[Collected data entries]
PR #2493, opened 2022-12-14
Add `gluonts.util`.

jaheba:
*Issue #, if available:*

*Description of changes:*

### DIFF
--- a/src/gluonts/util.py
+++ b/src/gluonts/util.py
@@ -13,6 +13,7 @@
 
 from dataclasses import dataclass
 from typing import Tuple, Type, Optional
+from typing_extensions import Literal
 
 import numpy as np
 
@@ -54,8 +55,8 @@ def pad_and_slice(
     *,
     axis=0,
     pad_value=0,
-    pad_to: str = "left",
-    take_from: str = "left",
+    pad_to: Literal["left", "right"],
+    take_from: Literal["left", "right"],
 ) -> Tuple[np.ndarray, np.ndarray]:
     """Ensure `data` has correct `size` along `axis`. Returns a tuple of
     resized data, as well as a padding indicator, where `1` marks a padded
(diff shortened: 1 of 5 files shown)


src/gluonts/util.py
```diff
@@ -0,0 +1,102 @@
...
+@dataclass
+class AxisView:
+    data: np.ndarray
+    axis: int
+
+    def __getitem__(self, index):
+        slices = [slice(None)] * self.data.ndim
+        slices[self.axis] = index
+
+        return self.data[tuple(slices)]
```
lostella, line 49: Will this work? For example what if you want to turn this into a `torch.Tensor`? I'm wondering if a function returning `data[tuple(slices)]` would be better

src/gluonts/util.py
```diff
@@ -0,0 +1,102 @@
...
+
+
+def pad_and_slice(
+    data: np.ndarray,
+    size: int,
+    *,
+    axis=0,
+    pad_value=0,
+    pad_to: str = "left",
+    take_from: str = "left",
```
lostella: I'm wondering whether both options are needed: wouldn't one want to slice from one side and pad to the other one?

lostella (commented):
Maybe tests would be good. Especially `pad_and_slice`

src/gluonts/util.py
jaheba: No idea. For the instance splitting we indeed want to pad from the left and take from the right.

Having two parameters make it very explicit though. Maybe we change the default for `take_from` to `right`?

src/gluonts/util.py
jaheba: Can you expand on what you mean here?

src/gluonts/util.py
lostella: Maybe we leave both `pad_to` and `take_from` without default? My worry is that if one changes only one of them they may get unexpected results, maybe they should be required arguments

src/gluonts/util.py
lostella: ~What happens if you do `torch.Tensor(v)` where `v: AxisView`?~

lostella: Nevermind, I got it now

[What needs to be done]
Would you output every entry exactly as it was written?

[Solution to this exercise]
PR #2493, opened 2022-12-14
Add `gluonts.util`.

jaheba:
*Issue #, if available:*

*Description of changes:*

### DIFF
--- a/src/gluonts/util.py
+++ b/src/gluonts/util.py
@@ -13,6 +13,7 @@
 
 from dataclasses import dataclass
 from typing import Tuple, Type, Optional
+from typing_extensions import Literal
 
 import numpy as np
 
@@ -54,8 +55,8 @@ def pad_and_slice(
     *,
     axis=0,
     pad_value=0,
-    pad_to: str = "left",
-    take_from: str = "left",
+    pad_to: Literal["left", "right"],
+    take_from: Literal["left", "right"],
 ) -> Tuple[np.ndarray, np.ndarray]:
     """Ensure `data` has correct `size` along `axis`. Returns a tuple of
     resized data, as well as a padding indicator, where `1` marks a padded
(diff shortened: 1 of 5 files shown)


src/gluonts/util.py
```diff
@@ -0,0 +1,102 @@
...
+@dataclass
+class AxisView:
+    data: np.ndarray
+    axis: int
+
+    def __getitem__(self, index):
+        slices = [slice(None)] * self.data.ndim
+        slices[self.axis] = index
+
+        return self.data[tuple(slices)]
```
lostella, line 49: Will this work? For example what if you want to turn this into a `torch.Tensor`? I'm wondering if a function returning `data[tuple(slices)]` would be better

src/gluonts/util.py
```diff
@@ -0,0 +1,102 @@
...
+
+
+def pad_and_slice(
+    data: np.ndarray,
+    size: int,
+    *,
+    axis=0,
+    pad_value=0,
+    pad_to: str = "left",
+    take_from: str = "left",
```
lostella: I'm wondering whether both options are needed: wouldn't one want to slice from one side and pad to the other one?

lostella (commented):
Maybe tests would be good. Especially `pad_and_slice`

src/gluonts/util.py
jaheba: No idea. For the instance splitting we indeed want to pad from the left and take from the right.

Having two parameters make it very explicit though. Maybe we change the default for `take_from` to `right`?

src/gluonts/util.py
jaheba: Can you expand on what you mean here?

src/gluonts/util.py
lostella: Maybe we leave both `pad_to` and `take_from` without default? My worry is that if one changes only one of them they may get unexpected results, maybe they should be required arguments

src/gluonts/util.py
lostella: ~What happens if you do `torch.Tensor(v)` where `v: AxisView`?~

lostella: Nevermind, I got it now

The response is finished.